• [What to produce]: Where a line of the records holds the string "runs", copy that line.

● ● ● ● ● ● ●

PR #86, opened 2026-08-27
Two ways of asking the same plate question reach one owner

ButiMM:
## The customer failure

Traced through `handleMessage` on main `6d6b92f`. Two phrasings of one question, two mouths:

| message | answer |
|---|---|
| `"what can I eat?"` | 🍽️ Next Meal Suggestion, against today's remaining calories |
| `"what should I eat?"` | *Your 3-Day Meal Plan* — with a weekly grocery budget |

## The mechanism

The same shape as the meal-for-calories defect (#81): a door **~9 handlers earlier** in the pipeline claimed it first.

`early-commands.ts:956` builds `isMealPlanRequest` from an exact-match list and a regex. Every term in both names a plan — *meal plan, eating plan, diet plan, weekly meals, nutrition plan* — except one, which names no plan at all: `"what should i eat"`. Meanwhile the door that owns the plate-ask listed only `what should i eat next`, so the bare form matched nothing there and fell through to the plan door.

## The correction

**Two subtractions. No new vocabulary.**

1. The plan door drops `"what should i eat"` from both its exact-match list and its regex, standing down for the bare plate-ask while keeping every phrasing that actually requests a plan.
2. The owner's recogniser drops a `next` suffix it never needed — `what should i eat next` → `what should i eat` — so the bare and suffixed forms are one case.

This serves the invariant directly rather than accreting synonyms: **same customer meaning → same claimant → same decision owner.**

## After

```
"what can I eat?"         -> 🍽️ Next Meal Suggestion — "You need 100g more protein today"
"what should I eat?"      -> identical
"what should i eat"       -> identical
"what should I eat next?" -> identical
"I'm hungry"              -> identical

"give me a meal plan"     -> *Your 3-Day Meal Plan*
"send me a meal plan"     -> *Your 3-Day Meal Plan*
"my meal plan"            -> *Your 3-Day Meal Plan*
"eating plan"             -> *Your 3-Day Meal Plan*
```

They agree on the **content**, not merely the claimant — the converged answer is computed against the client's real remaining protein.

## Controls — four, each failing independently

| control | result |
|---|---|
| restore the term to the plan **regex** | **RED** — `"what should I eat?"` splits back to the meal plan |
| restore it to the **exact-match list** | **RED** — the *unpunctuated* form splits back |
| restore the `next` suffix on the owner | **RED** — the bare form leaves the owner |
| gut the plan vocabulary instead | **RED** — `"eating plan"` loses its answer entirely |

[...]

PR #87, opened 2026-08-27
Coach Health: the adjudicated failures, counted from turns we already record

ButiMM:
## The problem

Every defect this product has fixed arrived the same way: the founder saw it on his own phone, screenshotted it, and explained it. That makes one person's attention the limit of what the product can discover about itself.

`turn_ledger` has recorded the mechanism of every turn since 2026-08-10, and `admin-turns.ts` could already read it — but only a **human verdict** (`failure_category`) put a turn in the queue. Nothing was ever found that nobody looked at.

This adds the missing half: **rule-based detection over the turns already stored.**

## What it does

```
GET /api/admin/coach-health?days=N   ->  clusters, counts, clients, examples
client/src/pages/dashboard.tsx       ->  one card, expandable into the turns
```

```
🩺 Coach Health
1,842 turns · 23 flagged · 3 patterns recurring        [Today] [7d] [30d]

[Claim]    Plate-ask reached the meal-plan owner        #86   11  of 47 asked · 8 clients
[Response] Distance question answered without distance  #85    7  of 12 asked · 5 clients
[Coaching] Step raise ended in a receipt, no next move  #84    5  of 88 asked · 4 clients
[Claim]    Meal request answered with a calorie readout #81    0  of 31 asked
```

Expanding a row shows the offending turns — timestamp, build SHA, the client's words, the reply — each linking into the existing `/admin/turns` triage page.

## Four rules, all already adjudicated

No model judges anything. Each rule is the **same property its cut's contract test asserts**, pointed at production instead of a fixture — from #81, #84, #85, #86.

That inverts what a non-zero count means: it is not a new discovery, it is **a merged fix that is not holding in production.**

A rule is added only *after* adjudication — never when a failure is suspected.

## Honest by construction, in two places

**ASKED is shown beside FAILED.** A rule at `0 of 0 asked` was not exercised in the window. That is *untested*, not healthy, and the page says so. This is where a dashboard starts lying.

**#83 is excluded, and the page says why.** The closed-day card contradiction is a line of text rendered into a PNG; the ledger stores the marker, not the pixels. A rule matching the marker would count *cards*, not contradictions — a number that looks like evidence and isn't. It stays a contract-suite property until the card's next-move line is recorded on the turn.

## Proof

Rules are graded against the **strings actually observed in today's traces**: the pre-fix reply must flag, the post-fix reply must not.

| control | result |
|---|---|
| a rule's `asks` never matches | **RED** — would have reported permanent zeros |
| a rule's `failed` always false | **RED** — "healthy" forever |
| a rule deleted from the library | **RED** — names the lost rule |
| a rule flags everything | **RED** — permanent false positive |

The first two are the dangerous direction: **a blind rule fails by looking good.** Both now break the suite.

## Architecture

**No new module.** The governor counts files under `server/` and `shared/` and sits at exactly `239/239`, so a new file is a *new* failure, not a pre-existing one. The rules live in `admin-turns.ts` — already the reader of `turn_ledger` for failure analysis — beside the queue they feed. The UI is under `client/`, which the governor does not count. File is 526/1200 lines.

**No new telemetry, no second dashboard, no new taxonomy.** `failure_category` and `lifecycle_status` remain the human verdict on top.

```
suites: 32/35 green, 1 covered nothing in 144s
```

Baseline-equivalent — identical to main `88bd787`.

## Stated limits

**This V1 detects only failures already fixed.** It answers *"are our fixes holding?"*, not *"what else is broken?"*. It will not discover a novel failure class, so the founder remains the sensor for unknown failures until enough turns accumulate for clustering to be worth building.

**The rules read `turn_ledger` only.** `chat_history.intent` holds the claimant stamp and would name the wrong owner directly, but the two tables have no foreign key — they join on `user_id` plus timestamp proximity. V1 expresses every rule over `input_text` / `reply` / `mutations`, which one row already carries, rather than resting counts on a fuzzy join.

**Coupling accepted deliberately:** a rule library naturally wants its own module. That would cost a governor raise, which the repo's own ledger shows requires a written account that no existing owner could hold it — and `admin-turns.ts` is exactly such an owner.

---

### DIFF
--- a/client/src/pages/dashboard.tsx
+++ b/client/src/pages/dashboard.tsx
@@ -378,10 +378,14 @@ interface CoachHealthPayload {
   turns: number;
   flagged: number;
   unresolved: number;
+  historical: number;
+  attribution: string;
   clusters: Array<{
     id: string; label: string; layer: string; fixRef: string; expected: string;
-    occurrences: number; clients: number; asked: number;
+    fixedAt: string; trigger: "request" | "mutation";
+    occurrences: number; historical: number; clients: number; candidates: number;
     examples: Array<{ turnId: string; at: string; version: string | null; input: string; reply: string; status: string | null }>;
+    historicalExamples: Array<{ turnId: string; at: string; version: string | null; input: string; reply: string; status: string | null }>;
   }>;
   cannotSurface: Array<{ id: string; fixRef: string; why: string }>;
 }
@@ -415,8 +419,8 @@ function CoachHealth() {
         <div>
           <h3 className="text-xl font-bold font-display">🩺 Coach Health</h3>
           <p className="text-sm text-muted-foreground mt-1">
-            {data.turns.toLocaleString()} turns · {data.flagged} flagged · {data.unresolved} pattern
-            {data.unresolved === 1 ? "" : "s"} recurring
+            {data.turns.toLocaleString()} turns · {data.flagged} regression
+            {data.flagged === 1 ? "" : "s"} since fix · {data.historical} historical
           </p>
         </div>
         <div className="flex gap-1">
@@ -435,8 +439,9 @@ function CoachHealth() {
 
       {data.flagged === 0 && (
         <div className="text-sm text-muted-foreground mb-4 p-3 rounded-md bg-muted/40">
-          No adjudicated failure recurred in this window. Rules showing <strong>0 asked</strong> below
-          were not exercised at all — that is untested, not proven healthy.
+          No adjudicated failure has recurred since its fix merged. A rule whose denominator is
+          <strong> 0</strong> below was not exercised at all in this window — that is untested,
+          not proven healthy.
         </div>
       )}
 
@@ -459,7 +464,11 @@ function CoachHealth() {
                   {c.occurrences}
                 </span>
                 <span className="text-xs text-muted-foreground">
-                  of {c.asked} asked{c.clients > 0 ? ` · ${c.clients} client${c.clients === 1 ? "" : "s"}` : ""}
+                  {c.trigger === "request"
+                    ? `of ${c.candidates} matching request${c.candidates === 1 ? "" : "s"}`
+                    : `${c.candidates} turn${c.candidates === 1 ? "" : "s"} scanned`}
+                  {c.clients > 0 ? ` · ${c.clients} client${c.clients === 1 ? "" : "s"}` : ""}
+                  {c.historical > 0 ? ` · ${c.historical} before the fix` : ""}
                 </span>
               </div>
             </button>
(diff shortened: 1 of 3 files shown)


ButiMM:
## CI verified on the exact head `97d3d1c`

Run [33071358729](https://github.com/ButiMM/KamLife-Coach/actions/runs/33071358729/job/98514160744), completed 12:22 UTC. Run number 550, attempt 1.

**Head SHA confirmed from the run record**, not inferred from timing:

```
head_branch  coach-health
head_sha     97d3d1c53e37ed700e1e5044d1141b97557268bd
event        pull_request
```

```
suites: 32/35 green, 1 covered nothing in 113s
✓ tracking-contract-tests
✓ production-parity
```

**Baseline-equivalent.** Every number identical to main `88bd787`.

The counters worth reading for this cut specifically: `modules` did not move (no new file under `server/`), and `authorshipPoints` held at **425** despite a new endpoint and a new dashboard section. `ownership: OK` — the rules did not create a second reader of any declared fact.

Ready for the four questions. The two worth pushing hardest on:

- **Can the dashboard claim something it isn't measuring?** The blind-rule controls are the answer, because a rule that never matches fails by displaying zeros — it looks like good news. Both directions break the suite, graded against strings observed in the traces rather than paraphrases of them.
- **Operator value.** V1 only detects failures already fixed. It answers "are our fixes holding", not "what else is broken", and that limit is on the PR and on the page.

---

ButiMM:
## Two truthfulness corrections applied — CI verified on `95b695a`

Run [33088925151](https://github.com/ButiMM/KamLife-Coach/actions/runs/33088925151/job/98576122183), completed 15:40 UTC. Run 551, attempt 1.

**Head SHA confirmed from the run record:**

```
head_branch  coach-health
head_sha     95b695a8858b767b711971d351def8470441a327
event        pull_request
```

```
suites: 32/35 green, 1 covered nothing in 83s
✓ tracking-contract-tests   ✓ production-parity
```

**Baseline-equivalent.** Identical to main `88bd787`, across both commits.

---

### 1. Temporal attribution

Each rule now carries `fixedAt` — the **commit date of its squash merge**, read from git, not estimated:

| rule | fix | merged |
|---|---|---|
| meal-for-calories-claim | #81 | `2026-08-27T09:19:40+02:00` |
| step-raise-no-move | #84 | `2026-08-27T10:37:40+02:00` |
| goal-distance-missing | #85 | `2026-08-27T11:03:23+02:00` |
| plate-ask-routing | #86 | `2026-08-27T12:14:47+02:00` |

Hits split into `occurrences` (at or after the merge) and `historical` (before it). **The two are never summed** — the header reads `23 regressions since fix · 41 historical`, never `64 flagged`.

**`version` is not sufficient for this, and the payload says so rather than burying it.** `turn_ledger` stores the build SHA that served each turn, but nothing at runtime knows which SHAs *contain* a given fix — that is git ancestry, and there is no deployments table. Attribution is therefore **merge-time**, declared in the response as `attribution: "merge-time"`, with the deployment-lag caveat carried alongside: a turn shortly after a merge may still have run the old build, so read the build SHA on the example before believing a fresh regression. The build SHA is already on every example row. Deploy-relative attribution is a separate cut, not a caveat to bury here.

### 2. Denominator language

Rules declare `trigger: "request" | "mutation"`, and the label follows from it:

```
[Response] Distance question answered without distance   7  of 12 matching requests · 5 clients
[Coaching] Step raise ended in a receipt, no next move   5  88 turns scanned · 4 clients
```

No scanned turn is called "asked" any more.

### Controls — four new, each failing independently

| control | result |
|---|---|
| remove the temporal split | **RED** — "would report a fix as not holding using the evidence that justified it" |
| treat everything as historical | **RED** — "a genuine recurrence would be filed as history and never surface" |
| unparseable `fixedAt` | **RED** — names the rule |
| missing `trigger` | **RED** — "its denominator cannot be labelled honestly" |

The second is the trap in fixing the first: over-correcting hides real regressions and **fails looking clean**. Both sides are graded one second either side of each merge instant, so the boundary itself is under test rather than a comfortable distance from it.

`isRegression` is exported for exactly this reason — the property the page rests on has to be gradeable, not buried in a route handler.

### Unchanged

Existing dashboard · existing `turn_ledger` · no GPT judging · no new telemetry · no second dashboard · no new taxonomy · drill-down to `turnId` · build SHA shown · #83 still marked unmeasurable from ledger data · `modules` unmoved.

### Commits

| SHA | scope |
|---|---|
| `97d3d1c` | Coach Health V1 — rules, endpoint, dashboard card |
| `95b695a` | temporal attribution + denominator language |

Ready for the four-question attack again.

---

● ● ● ● ● ● ●

• [Answer to the problem]:
Run [33071358729](https://github.com/ButiMM/KamLife-Coach/actions/runs/33071358729/job/98514160744), completed 12:22 UTC. Run number 550, attempt 1.
Run [33088925151](https://github.com/ButiMM/KamLife-Coach/actions/runs/33088925151/job/98576122183), completed 15:40 UTC. Run 551, attempt 1.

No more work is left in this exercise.